Sora proves that Tesla is thinking right, and Tesla proves that Sora is worth more than just generating video
Sora Launch.MuskProbably the one with the most mixed feelings. Not only because of his own early involvement with OpenAI, but also because Sora's implementation is actually aNikola Tesla (1856-1943), Serbian inventor and engineerA direction that had been explored during the early years.
On February 18, Musk left a comment under a video by tech anchor @Dr.KnowItAll with the subject line "OpenAI's bombshell confirms Tesla's theory," stating that "Tesla has been able to make real-world videos using precise physics for about a year now.
He then retweeted a 2023 video on X featuring Ashok Elluswamy, Tesla's director of Autopilot, explaining how Tesla uses AI to simulate real-world driving. In the video, the AI generates seven different angles of driving video at the same time, and at the same time just needs to input commands such as "go straight" or "change lanes" to make these seven videos change in synchronization.
Of course, this does not mean that Tesla mastered Sora's technology a year ago, after all, Tesla's generation technology is only used to simulate the vehicle driving, while Sora can deal with the environment, the scene, Prompt, the laws of physics and other information is more complex, the two can not be compared with each other in terms of difficulty.
But Tesla AI and Sora are trained along the same lines: it's not about training the AI how to generate video, it's about training the AI to understand and generate a real scenario or world, and the video is just a period of time in which the scenario is viewed from a certain point of view. These are two very different companies with very different existing businesses, with different approaches to perceiving the real world, and they share a common desire to lead to AGI (General Artificial Intelligence), or even more specifically, Embodied Intelligence and Intelligent Bodies.
At the core of understanding this idea is understanding that OpenAI's mission for Sora is not just to replace the creators of video generation, but to use video generation as a 'simulator' to help AI make sense of the real world. If Tesla's millions of vehicles still need to feel the world 'in the flesh', then Sora relies solely on the input of data to build its knowledge of the world.
Now there are two completely different companies, OpenAI and Tesla, with very different approaches and paths to achieve the same goal of "enabling AI to understand the physical world through video generation".
A quick look at Sora's runtime logic: OpenAI says that Sora combines the Transformer and the Diffusion Two of the most important models of the past few years. language models such as ChatGPT, Gemini, and LLaMA are based on the Transformer model, which tags words and generates the next word, and the Diffusion model, which stands for 'text-generated graphs'.
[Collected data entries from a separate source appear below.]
PR #5236, opened 2026-03-27
creature: fix collision code

rr-:
#### Checklist

#### Description

This fixes a drift from OG TR3 code in `Creature_Collision` but I don't know of the consequences.
It only sets Lara's hit direction and frame.
Maybe worth checking what happens after defeating Tony and we try to pick up Infada Stone too fast?

### DIFF
--- a/src/trx/game/creature/common.c
+++ b/src/trx/game/creature/common.c
@@ -1,5 +1,6 @@
 #include <trx/config.h>
 #include <trx/core/log.h>
+#include <trx/core/math.h>
 #include <trx/core/utils.h>
 #include <trx/game/camera/vars.h>
 #include <trx/game/collision/los.h>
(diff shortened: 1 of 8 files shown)


src/trx/game/creature/common.c
```diff
@@ -800,27 +801,44 @@ void Creature_Collision(
...
-        item, coll,
-        (g_TRVersion >= 2 || item->hit_points > 0) ? coll->enable_hit : false,
-        false);
+    if (coll->enable_baddie_push) {
+        Lara_Col_ItemPush(
+            item, coll,
+            (g_TRVersion >= 2 || item->hit_points > 0) ? coll->enable_hit
+                                                       : false,
+            false);
+    } else if (g_TRVersion == 3) {
```
lahm86: I think we also need `&& coll->enable_hit`, otherwise Lara is in her hit animation through picking up Tony's artefact if she gets there before he's completely gone.

rr-: That's absolutely right – sorry about that. Fixed.

lahm86 (approved):

aredfan (approved):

If we look at Sora from the perspective of "understanding the world", then the image quality of a certain frame, the relationship between the frames is not the criterion for the quality of the model, and even the 60-second one-shot video released on the official website is not the most important part. What's important is that the generated video can be edited - the relationship between the characters and the background in the video remains highly "consistent" in different camera positions, whether it's wide-angle, medium-range, close-up, or close-up. This is what makes Sora so far ahead and close to the real thing.
Scale and quality are at the heart of training models.
Tesla's data comes from real roads, with sensor-equipped vehicles; while OpenAI's bulk of data, from what's publicly available so far, comes from the web. In the dimension of quality, in Musk's biography, author Isaacson writes that Tesla trains FSD by cooperating with Uber to obtain material from "five-star drivers"; and from scale, OpenAI's recent desire to raise trillion-dollar-sized funds is a concrete manifestation of the heavy focus on computing power and scale.
In Musk's view, AGI arrives when AI can actually solve a problem (physics, math, chemistry, etc.). But there is another dimension of understanding, and that is embodied intelligence. After all, the real world is not just mathematical formulas and written rules; kittens and puppies with a certain level of intelligence can also rely on movement to interact with the physical world in a real way.
This is difficult for AI that can only input two-dimensional information in the past. This is also why Musk after seeing Sora on X evaluation is "GG Humans", in his view Sora today, has broken the past dimension wall, and can understand the real world and continue to learn, the AI also has the ability to further influence the real world.